At the line containing "Now DeviceTreeError is", begin retyping, and stop after the last line of the data; add nothing.
------ DATA RECORDS ------
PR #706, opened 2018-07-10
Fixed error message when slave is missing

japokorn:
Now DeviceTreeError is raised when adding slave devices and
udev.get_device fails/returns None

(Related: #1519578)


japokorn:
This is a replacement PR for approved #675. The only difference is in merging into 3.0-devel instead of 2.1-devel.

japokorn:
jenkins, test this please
------
SOLUTION TO THIS EXERCISE:
Now DeviceTreeError is raised when adding slave devices and
udev.get_device fails/returns None

(Related: #1519578)


japokorn:
This is a replacement PR for approved #675. The only difference is in merging into 3.0-devel instead of 2.1-devel.

japokorn:
jenkins, test this please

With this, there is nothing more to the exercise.